╭──
PR #86, opened 2018-06-13
EX-178 Handle GPS L1W and L2W in MSM

ljbade:


haskell/src/Data/RTCM3/SBP/MSM.hs
```diff
@@ -61,6 +61,7 @@ toGpsCode :: Word8 -> Maybe Word8
 toGpsCode sig
   | sig == 2  = Just 0
   | sig == 3  = Just 5
+  | sig == 4  = Just 5
```
mfine: So this is annoying how it works today (and should get cleaned up), but you also have to add the signal to the frequency call `toGpsFrequency`.

benjamin0:
Sounds fine to me, but not sure if any functionality will need to change downstream such as the code mapper. cc @scarcanague?

scarcanague:
The risk of that approach is if the stream contains both L2W and L2P signals, they will be concatenated and potentially mixed with no warning. This may not be a use case in practice for the stations

ljbade:
@scarcanague This would be a possibility already with the 1004 messages.

ljbade:
@mfine added toGpsFrequency, please review again

ljbade:
Should mention Stefan tested this code for me in Japan and he got RTK fix with it.

PR #87, opened 2018-06-19
[WIP] Warn on L1P/L2P when converting RTCM-1012 and MSM

benjaminaltieri:
~It looks like the tests rely on these L1P and L2P signals not being rejected, so at this point the tests are failing. I put this PR up to get feedback and see if maybe this isn't the right approach to solve our 'unsupported' codes problem~

Updated to retain behavior and only emit logs.

RE: [DEVC-767](https://swift-nav.atlassian.net/browse/DEVC-767)

### DIFF
--- a/c/src/rtcm3_sbp.c
+++ b/c/src/rtcm3_sbp.c
@@ -48,6 +48,9 @@ void rtcm2sbp_init(
   state->last_msm_received.tow = 0;
 
   state->sent_msm_warning = false;
+  for(u8 i = 0; i < UNSUPPORTED_CODE_MAX; i++) {
+    state->sent_code_warning[i] = false;
+  }
 
   for (u8 i = 0; i < GLO_LAST_PRN + 1; i++) {
     state->glo_sv_id_fcn_map[i] = MSM_GLO_FCN_UNKNOWN;
@@ -499,15 +502,29 @@ code_t get_gps_sbp_code(u8 freq, u8 rtcm_code) {
   return code;
 }
 
-code_t get_glo_sbp_code(u8 freq, u8 rtcm_code) {
-  (void)rtcm_code;
+code_t get_glo_sbp_code(u8 freq,
+                        u8 rtcm_code,
+                        struct rtcm3_sbp_state *state) {
   code_t code = CODE_INVALID;
   if (freq == L1_FREQ) {
-    code = CODE_GLO_L1OF;
-    /* CODE_GLO_L1P currently not supported in sbp */
+    if (rtcm_code == 0) {
+      code = CODE_GLO_L1OF;
+    } else {
+      /* CODE_GLO_L1P currently not supported in sbp */
+      send_unsupported_code_warning(UNSUPPORTED_CODE_GLO_L1P, state);
+      code = CODE_INVALID;
+    }
   } else if (freq == L2_FREQ) {
-    code = CODE_GLO_L2OF;
-    /* CODE_GLO_L2P currently not supported in sbp */
+    if (rtcm_code == 0) {
+      code = CODE_GLO_L2OF;
+    } else if (rtcm_code == 1) {
+      /* CODE_GLO_L2P currently not supported in sbp */
+      send_unsupported_code_warning(UNSUPPORTED_CODE_GLO_L2P, state);
+      code = CODE_INVALID;
+    } else {
+      /* rtcm_code == 2 or 3 is reserved */
+      code = CODE_INVALID;
+    }
   }
   return code;
 }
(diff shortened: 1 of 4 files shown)


c/src/rtcm3_sbp.c
```diff
@@ -945,6 +968,25 @@ void send_buffer_full_error(const struct rtcm3_sbp_state *state) {
...
+
+void send_unsupported_code_warning(const unsupported_code_t unsupported_code, struct rtcm3_sbp_state *state) {
+  assert(unsupported_code < UNSUPPORTED_CODE_MAX);
+  if (!state->sent_code_warning[unsupported_code]) {
+    /* Only send 1 warning */
+    state->sent_code_warning[unsupported_code] = true;
+    uint8_t msg[CODE_WARNING_BUFFER_SIZE];
+    size_t count = snprintf((char *)msg, CODE_WARNING_BUFFER_SIZE, CODE_WARNING_FMT_STRING, unsupported_code_desc[unsupported_code]);
+    assert(count < CODE_WARNING_BUFFER_SIZE);
+    send_sbp_log_message( RTCM_CODE_LOGGING_LEVEL, msg, count, 0, state);
```
ljbade: extra space after (

c/src/rtcm3_sbp.c
```diff
@@ -48,6 +48,9 @@ void rtcm2sbp_init(
   state->last_msm_received.tow = 0;
 
   state->sent_msm_warning = false;
+  for(u8 i = 0; i < UNSUPPORTED_CODE_MAX; i++) {
```
ljbade: missing space before (

c/src/rtcm3_sbp.c
```diff
@@ -1041,21 +1083,25 @@ void add_msm_obs_to_buffer(const rtcm_msm_message *new_rtcm_obs,
...
+                             sbp_gnss_signal_t *sid,
+                             struct rtcm3_sbp_state *state) {
   code_t code = msm_signal_to_code(header, signal_index);
   u8 sat = msm_sat_to_prn(header, satellite_index);
   if (CODE_INVALID != code && PRN_INVALID != sat) {
     sid->code = code;
     sid->sat = sat;
     return true;
   } else {
+    if(CODE_INVALID == code) {
```
ljbade: add space before (

c/src/rtcm3_sbp.c
```diff
@@ -1041,21 +1083,25 @@ void add_msm_obs_to_buffer(const rtcm_msm_message *new_rtcm_obs,
...
+      send_unsupported_code_warning(UNSUPPORTED_CODE_UNKNOWN, state);
```
ljbade: it would be nicer if we could just have specific warning for L1P/L2P but is difficult because the code conversion is done in librtcm for MSM...

ljbade:
@anth-cole it was only L2P, no L2OF. I guess we can do the same for MSM, but need to keep in mind that if we somehow get both L2P and L2OF (for example Trimble tracks both so theoretically it could happen in the future) Startling will probably assert.

I think there was also concern when I mentioned this L2P stuff that there might be code biases or something?

benjaminaltieri:
Thanks for the PR review @anth-cole @ljbade I've modified to keep the previous behavior.

Mainly I want to make sure that 1) a single warning is sufficient and 2) having a generic warning for MSM will suffice. Otherwise I would either have to add a logging callback framework to `librtcm` to warn on L*P signals, or add L1P/L2P defines to `libsbp`, both of which would expand the scope of this issue quite a bit.

anth-cole:
@benjaminaltieri thanks for jumping on this, I think those assumptions are absolutely fine. We shouldn't invest too much in this I think

ljbade:
@anth-cole @benjamin0 is there also going to be a PR for librtcm to ensure we encode MSM GLO L1P/L2P as L1OF/L2OF?

benjaminaltieri:
I have no idea what the side-effects would be so I'll defer to @anth-cole on this. Maybe a new bug should be created to cover this specific behavior change since it's kind of piggybacking on [DEVC-767](https://swift-nav.atlassian.net/browse/DEVC-767)

scarcanague:
@ljbade Im a little confused, why do we need to change librtcm? Doesn't this PR ensure that no input stream will be GLO L1P/L2P?

scarcanague:
I see, that does make sense to change this in librtcm to mimic the behavior. @ljbade Do you think you can do that?

benjaminaltieri:
@scarcanague I'm happy to do it but it just wasn't clear to me what the consensus was. I'll put up a PR for @ljbade to review and update this PR to pull in those changes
╰──
◆ **What needs to be done**: Among the entries, find each line that includes the string "assert" and copy it.

◆ **Worked solution**:
+  assert(unsupported_code < UNSUPPORTED_CODE_MAX);
+    assert(count < CODE_WARNING_BUFFER_SIZE);
@anth-cole it was only L2P, no L2OF. I guess we can do the same for MSM, but need to keep in mind that if we somehow get both L2P and L2OF (for example Trimble tracks both so theoretically it could happen in the future) Startling will probably assert.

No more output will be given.